The SNAP 101 Double-Blind, Placebo/Active-Controlled, Safety, Pharmacokinetic, and Pharmacodynamic Study of INP105 (Nasal Olanzapine) in Healthy Adults

Stephen B. Shrewsbury, MB, ChB; Jasna Hocevar-Trnka, MD; Kelsey H. Satterly, PhD; Karen L. Craig, PhD; Jason D. Lickliter, MBBS; and John Hoekman, PhD

Full manuscript can be accessed here: https://www.psychiatrist.com/JCP/article/Pages/2020/v81/19m13086.aspx

Objective: INP105 is a drug-device combination of olanzapine and technology that delivers a powder formulation of olanzapine to the vascular-rich upper nasal space. This study evaluated the pharmacokinetics, pharmacodynamics, safety, and tolerability of single ascending doses of INP105, olanzapine intramuscular (OLZ IM), and olanzapine oral disintegrating tablet (OLZ ODT).

Methods: This was a phase 1, active and double-blind placebo comparator–controlled, ascending-dose, 2-period, incomplete-block, 1-way crossover study in 40 healthy subjects, randomized to single doses of OLZ IM (5 or 10 mg) or OLZ ODT (10 mg) in Period 1 and then 1 of 3 doses (5 mg, 10 mg, or 15 mg) of INP105 or placebo in Period 2 between July and October 2018. Sedation and attention were evaluated by visual analog scale (VAS), the Agitation/Calmness Evaluation Scale (ACES), and the Digit Symbol Substitution Test (DSST).

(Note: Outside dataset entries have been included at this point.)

PR #304, opened 2023-12-20
MRR queries overhaul

DimitrisStaratzis:
# Description of key changes

## Fix wrong mrr flag reset. 
This flag was being reset falsely after every batch read in MRR queries. This was resulting in MRR queries to not being MRR queries after the first batch. 

## Simplify ```index_read_scan()```

The previous implementation relied on the assumption that keys from MariaDB would arrive in a sorted order. However, @robertbindar discovered that this was not always the case. The new algorithm, on the other hand, does not assume that the keys are sorted but leverages the fact that they may be partially sorted. Specifically, the changes involve eliminating the index-- portion. The index now only increments forward. In the event that the keys are sorted, the algorithm takes advantage of this by resuming the index from where it left off each time, and if the index reaches the end of the records, it resets to zero. This modification essentially allows for a full cycle in case the keys arrive in orders like this: 1000, 1001, 1002, 1, 2, 3. The worst case scenario for this algorithm is to receive the keys in descending sorted order which is never the case. 

## Cache dimension names and domain for repetitive use in mrr queries. 
This was slowing down the execution massively. I found it by using the Apple-Instruments time profiler.  

## Results 
The query runtime has been dropped from an infinite loop to about 8 seconds. Initially the infinite loop was resolved by the new algorithm. This made the query complete in 40seconds. The domain caching then dropped the time to 8 seconds. (Tested locally in my laptop).

## Note
The join result in the new test is validated by TileDB-Trino and the user himself.

[sc-37142]


Shelnutt2:
> Enable UTF-8 pushdown

Please separate this out as a separate PR so we can merge it independently (i.e quicker).

mytile/ha_mytile.cc
```diff
@@ -3314,85 +3313,24 @@ int tile::mytile::index_read_scan(const uchar *key, uint key_len,
            (find_flag == ha_rkey_function::HA_READ_AFTER_KEY ||
             find_flag == ha_rkey_function::HA_READ_KEY_OR_NEXT))) {
         tileToFields(record_index, false, table);
-        this->record_index++;
+        found = true;
         this->records_read++;
+        this->record_index=0;
```
Shelnutt2, line 3318: Doesn't this mean we are doing a linear scan of the records for every single index next? That seems far from idea? Whats wrong with the previous logic of keeping the current position and finding if we should go forward or backwards in the results? If the keys come from MariaDB sorted this will result in a large performance hit I believe,

DimitrisStaratzis: Thanks for the comment! Nothing wrong with the optimization. I am testing a revised implementation of it. This is still WIP.

DimitrisStaratzis:
Update:
I have now added the optimization to take advantage of sorted keys but not depend on it. The triple join performance improved by about 15%. Some tests are still failing as you can see in the CI. Getting there!

mytile/ha_mytile.cc
```diff
@@ -453,15 +459,14 @@ enum_alter_inplace_result tile::mytile::check_if_supported_inplace_alter(
   DBUG_ASSERT(ha_alter_info != nullptr);
 
   // checking if ALTER operation is supported
-  if (ha_alter_info->handler_flags &
-      (ALTER_ADD_COLUMN | ALTER_DROP_COLUMN )) {
-    DBUG_RETURN(HA_ALTER_INPLACE_EXCLUSIVE_LOCK); //todo check lock type
+  if (ha_alter_info->handler_flags & (ALTER_ADD_COLUMN | ALTER_DROP_COLUMN)) {
```
Shelnutt2, line 462: There is a lot of unchanged lines that are just formatting changes. What formatter have you moved too? Can you do the formatting in a separate PR so its easier to track the real changes in this one?

DimitrisStaratzis: I used clang-format but I have forgotten to do it in previous PRs so that's why. I will remove these changes to make this PR cleaner before I open it for review. That's happening tomorrwo first thing

Shelnutt2: Formatting is good, but maybe we merge as a separate PR, then rebase this so its just a little clearer?

DimitrisStaratzis: Done!

DimitrisStaratzis: Will do a follow up PR for formatting

robertbindar (approved):
Great work @DimitrisStaratzis and sorry this took so long. I think this is a good fix for the the issue the user experienced.
To reiterate.
Step0) was the UTF8 condition pushdown fix
Step1) Get a naive version which scans through the keys and restarts if it completely missed the pivot point, but also assume keys may come sorted (avoid massive performance regression). This is implemented here.
Step2) The step1) above gets us a significant speedup, but it is far from ideal. We should file a followup for investigating if we can build a map for the keys we fetch during `build_mrr_ranges` and query that when we get a `index_read_scan` call from MariaDB for MRR queuries. This should bring us much much closer to what we can do with libtiledb.

Lastly, there is a comment left inline about filing a followup for adding a `string_view` version of dimension.name(), same for dimension, this is a good catch and a copy that can slip easily with anybody but has massive impact. (provided it's confirmed in optimized build).

Other than this, thanks, great work!.

mytile/ha_mytile.cc
```diff
@@ -3090,10 +3090,10 @@ int8_t tile::mytile::compare_key_to_dims(const uchar *key, uint key_len,
        key_part_index < key_info->user_defined_key_parts; key_part_index++) {
 
     const KEY_PART_INFO *key_part_info = &(key_info->key_part[key_part_index]);
-    tiledb::Dimension dimension = domain.dimension(key_part_index);
 
     for (auto &dim_buffer : this->buffers) {
-      if (dim_buffer == nullptr || dim_buffer->name != dimension.name()) {
+      if (dim_buffer == nullptr ||
```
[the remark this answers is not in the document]
DimitrisStaratzis: If I understand your comment correctly, then yes the builds were all in release mode when I found this performance issue. I have seen it in various places as well. I will open a shortcut story and discuss with @ihnorton.

PR #305, opened 2023-12-21
utf8 pushdown

DimitrisStaratzis:
Tests will follow


Shelnutt2 (changes requested):
Can you add a test + a test with an explain showing the pushdown?

DimitrisStaratzis:
> Can you add a test + a test with an explain showing the pushdown?

Done

Shelnutt2 (approved):
Thanks! Looks great!

PR #312, opened 2024-01-31
Simplify linking to tiledb.

teo-tsirpanis:
The `LINK_LIBRARIES` argument of `MYSQL_ADD_PLUGIN` apparently can accept the name of a CMake target. We directly pass `TileDB::tiledb_shared` instead of trying to extract the `IMPORTED_LOCATION` from the target, which will break with TileDB 2.20.

Validated by successfully building `Dockerfile-dev` on my machine.


Shelnutt2 (approved):

DimitrisStaratzis (approved):

DimitrisStaratzis:
Thanks @teo-tsirpanis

Results: At equivalent doses, INP105 provided similar area under the drug concentration–time curve (AUC) from time 0 to the last measurable concentration, AUC from time 0 to infinity, and maximum observed concentration (Cmax) as OLZ IM and greater Cmax than but similar AUCs to OLZ ODT. Median time to maximum concentration was less for INP105 (15, 10, and 9.5 min for 5 mg, 10 mg, and 15 mg, respectively) than for OLZ IM (20 and 15 min for 5 mg and 10 mg, respectively) or OLZ ODT (120 min). Effects as measured with the VAS, ACES, and DSST with INP105 5 mg were comparable to those with OLZ IM 5 mg, with earlier onset for INP105 10 mg and 15 mg and greater effects than placebo and OLZ ODT. The incidence of treatment-emergent adverse events with INP105 5 mg, 10 mg, and 15 mg was 80%, 66.7%, and 75%, respectively, compared to 90% and 100% for OLZ IM 5 mg and 10 mg, respectively, and 83.3% for OLZ ODT; most common were dizziness, hypotension, and orthostatic symptoms.

Conclusions: INP105 has rapid absorption and pharmacodynamic effects and may represent an effective, convenient, noninvasive, and well-tolerated alternative for treating acutely agitated patients by self- or caregiver administration in the home, community, or hospital environments.

Trial Registration: ClinicalTrials.gov identifier: NCT03624322

J Clin Psychiatry 2020;81(4):19m13086

To cite: Shrewsbury SB, Hocevar-Trnka J, Satterly KH, et al. The SNAP 101 double-blind, placebo/active-controlled, safety, pharmacokinetic, and pharmacodynamic study of INP105 (nasal olanzapine) in healthy adults. J Clin Psychiatry. 2020;81(4):19m13086.